- **What the task requires**: Copy each line of the following data that contains "private".

- **Records provided**:
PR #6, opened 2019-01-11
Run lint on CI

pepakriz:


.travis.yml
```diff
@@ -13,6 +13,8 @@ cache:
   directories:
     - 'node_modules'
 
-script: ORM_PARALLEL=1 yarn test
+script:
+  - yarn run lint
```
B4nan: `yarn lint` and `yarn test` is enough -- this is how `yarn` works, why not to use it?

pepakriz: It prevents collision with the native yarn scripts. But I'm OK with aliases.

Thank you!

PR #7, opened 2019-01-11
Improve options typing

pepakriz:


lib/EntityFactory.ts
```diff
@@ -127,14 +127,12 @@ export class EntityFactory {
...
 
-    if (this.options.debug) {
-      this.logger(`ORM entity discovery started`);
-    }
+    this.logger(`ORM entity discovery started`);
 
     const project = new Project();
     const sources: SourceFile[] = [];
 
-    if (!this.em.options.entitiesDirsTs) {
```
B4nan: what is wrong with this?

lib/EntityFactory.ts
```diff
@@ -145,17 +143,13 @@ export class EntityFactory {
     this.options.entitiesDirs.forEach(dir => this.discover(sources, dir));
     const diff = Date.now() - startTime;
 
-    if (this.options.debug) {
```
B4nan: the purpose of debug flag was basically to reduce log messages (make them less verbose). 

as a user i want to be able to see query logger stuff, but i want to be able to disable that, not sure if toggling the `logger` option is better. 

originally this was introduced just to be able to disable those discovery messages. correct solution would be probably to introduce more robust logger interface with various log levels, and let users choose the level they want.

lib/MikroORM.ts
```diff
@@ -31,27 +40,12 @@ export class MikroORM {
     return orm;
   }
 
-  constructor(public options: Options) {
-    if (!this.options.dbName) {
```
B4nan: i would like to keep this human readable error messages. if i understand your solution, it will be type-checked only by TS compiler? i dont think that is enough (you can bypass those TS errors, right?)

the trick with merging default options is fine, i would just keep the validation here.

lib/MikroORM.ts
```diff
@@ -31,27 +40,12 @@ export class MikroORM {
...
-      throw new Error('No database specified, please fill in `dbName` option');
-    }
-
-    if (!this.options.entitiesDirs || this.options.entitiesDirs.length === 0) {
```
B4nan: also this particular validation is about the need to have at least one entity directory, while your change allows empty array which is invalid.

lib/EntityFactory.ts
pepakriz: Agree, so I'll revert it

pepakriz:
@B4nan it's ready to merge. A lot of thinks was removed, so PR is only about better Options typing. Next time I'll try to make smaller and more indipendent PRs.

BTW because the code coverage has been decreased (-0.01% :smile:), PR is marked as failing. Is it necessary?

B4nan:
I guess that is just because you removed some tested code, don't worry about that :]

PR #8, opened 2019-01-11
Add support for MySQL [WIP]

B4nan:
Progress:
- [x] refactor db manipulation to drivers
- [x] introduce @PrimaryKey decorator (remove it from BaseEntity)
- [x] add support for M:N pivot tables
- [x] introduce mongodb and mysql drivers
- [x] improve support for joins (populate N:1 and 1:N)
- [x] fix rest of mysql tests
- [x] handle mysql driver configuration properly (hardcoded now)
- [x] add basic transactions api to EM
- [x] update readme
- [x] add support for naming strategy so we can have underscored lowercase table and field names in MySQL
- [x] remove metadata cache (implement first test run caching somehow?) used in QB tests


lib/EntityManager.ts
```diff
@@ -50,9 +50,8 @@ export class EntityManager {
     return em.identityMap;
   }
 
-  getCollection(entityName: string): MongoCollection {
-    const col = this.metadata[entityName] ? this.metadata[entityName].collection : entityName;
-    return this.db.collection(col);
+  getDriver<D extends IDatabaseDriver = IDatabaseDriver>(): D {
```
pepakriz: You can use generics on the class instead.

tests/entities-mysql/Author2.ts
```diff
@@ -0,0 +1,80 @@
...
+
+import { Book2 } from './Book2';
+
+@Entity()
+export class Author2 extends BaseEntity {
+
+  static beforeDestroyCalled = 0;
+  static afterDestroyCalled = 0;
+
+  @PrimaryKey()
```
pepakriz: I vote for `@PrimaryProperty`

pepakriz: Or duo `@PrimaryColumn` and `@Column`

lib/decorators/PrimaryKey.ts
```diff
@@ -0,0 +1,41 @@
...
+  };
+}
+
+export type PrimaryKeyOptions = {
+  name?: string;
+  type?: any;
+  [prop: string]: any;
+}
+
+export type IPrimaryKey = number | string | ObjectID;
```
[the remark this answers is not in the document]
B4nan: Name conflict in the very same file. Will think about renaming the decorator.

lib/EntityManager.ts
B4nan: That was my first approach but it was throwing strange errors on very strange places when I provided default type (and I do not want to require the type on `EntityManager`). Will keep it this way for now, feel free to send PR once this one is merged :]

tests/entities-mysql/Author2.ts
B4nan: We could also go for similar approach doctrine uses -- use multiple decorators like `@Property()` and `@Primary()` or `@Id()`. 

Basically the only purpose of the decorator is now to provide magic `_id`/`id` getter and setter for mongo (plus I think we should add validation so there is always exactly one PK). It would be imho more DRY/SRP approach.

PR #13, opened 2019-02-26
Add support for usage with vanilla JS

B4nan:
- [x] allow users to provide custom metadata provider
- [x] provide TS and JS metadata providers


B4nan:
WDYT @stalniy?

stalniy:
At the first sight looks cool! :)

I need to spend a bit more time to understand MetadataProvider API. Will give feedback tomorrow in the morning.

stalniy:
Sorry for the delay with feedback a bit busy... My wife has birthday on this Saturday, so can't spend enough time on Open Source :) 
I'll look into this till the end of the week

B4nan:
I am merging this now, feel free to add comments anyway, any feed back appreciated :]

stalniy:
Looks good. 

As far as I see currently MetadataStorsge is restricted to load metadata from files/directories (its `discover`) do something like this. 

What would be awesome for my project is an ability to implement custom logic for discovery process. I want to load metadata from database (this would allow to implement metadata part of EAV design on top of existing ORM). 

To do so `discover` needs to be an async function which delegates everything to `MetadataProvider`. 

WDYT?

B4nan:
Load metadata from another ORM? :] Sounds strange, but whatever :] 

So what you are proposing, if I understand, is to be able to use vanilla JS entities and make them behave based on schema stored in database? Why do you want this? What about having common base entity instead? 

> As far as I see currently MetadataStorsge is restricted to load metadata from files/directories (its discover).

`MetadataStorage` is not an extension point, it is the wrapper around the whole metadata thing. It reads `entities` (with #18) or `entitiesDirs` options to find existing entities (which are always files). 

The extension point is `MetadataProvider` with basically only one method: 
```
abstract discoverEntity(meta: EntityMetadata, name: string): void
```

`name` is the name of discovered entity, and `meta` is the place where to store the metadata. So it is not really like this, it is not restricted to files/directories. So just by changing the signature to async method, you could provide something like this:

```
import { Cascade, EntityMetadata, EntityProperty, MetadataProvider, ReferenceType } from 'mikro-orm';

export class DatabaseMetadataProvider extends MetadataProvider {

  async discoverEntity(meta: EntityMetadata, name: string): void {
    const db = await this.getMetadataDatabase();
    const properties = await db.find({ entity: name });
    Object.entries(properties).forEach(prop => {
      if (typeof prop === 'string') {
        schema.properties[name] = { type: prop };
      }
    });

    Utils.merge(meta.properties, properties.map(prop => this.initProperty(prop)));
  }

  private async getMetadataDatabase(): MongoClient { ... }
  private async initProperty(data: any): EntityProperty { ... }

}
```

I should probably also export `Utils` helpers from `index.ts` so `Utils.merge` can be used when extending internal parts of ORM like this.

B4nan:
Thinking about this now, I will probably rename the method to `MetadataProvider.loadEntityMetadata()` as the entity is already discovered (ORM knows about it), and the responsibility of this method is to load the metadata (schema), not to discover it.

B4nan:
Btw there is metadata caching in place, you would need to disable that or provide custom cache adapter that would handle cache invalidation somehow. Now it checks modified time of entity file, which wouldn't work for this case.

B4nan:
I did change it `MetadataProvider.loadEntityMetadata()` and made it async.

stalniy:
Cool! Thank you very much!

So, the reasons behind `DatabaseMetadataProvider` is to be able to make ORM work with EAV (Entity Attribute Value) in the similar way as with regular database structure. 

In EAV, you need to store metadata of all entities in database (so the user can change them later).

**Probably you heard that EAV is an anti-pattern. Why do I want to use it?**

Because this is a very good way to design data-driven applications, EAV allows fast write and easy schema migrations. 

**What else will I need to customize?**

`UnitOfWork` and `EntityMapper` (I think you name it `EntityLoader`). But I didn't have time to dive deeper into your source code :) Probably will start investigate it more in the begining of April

- **Solution to the exercise**:
  private async getMetadataDatabase(): MongoClient { ... }
  private async initProperty(data: any): EntityProperty { ... }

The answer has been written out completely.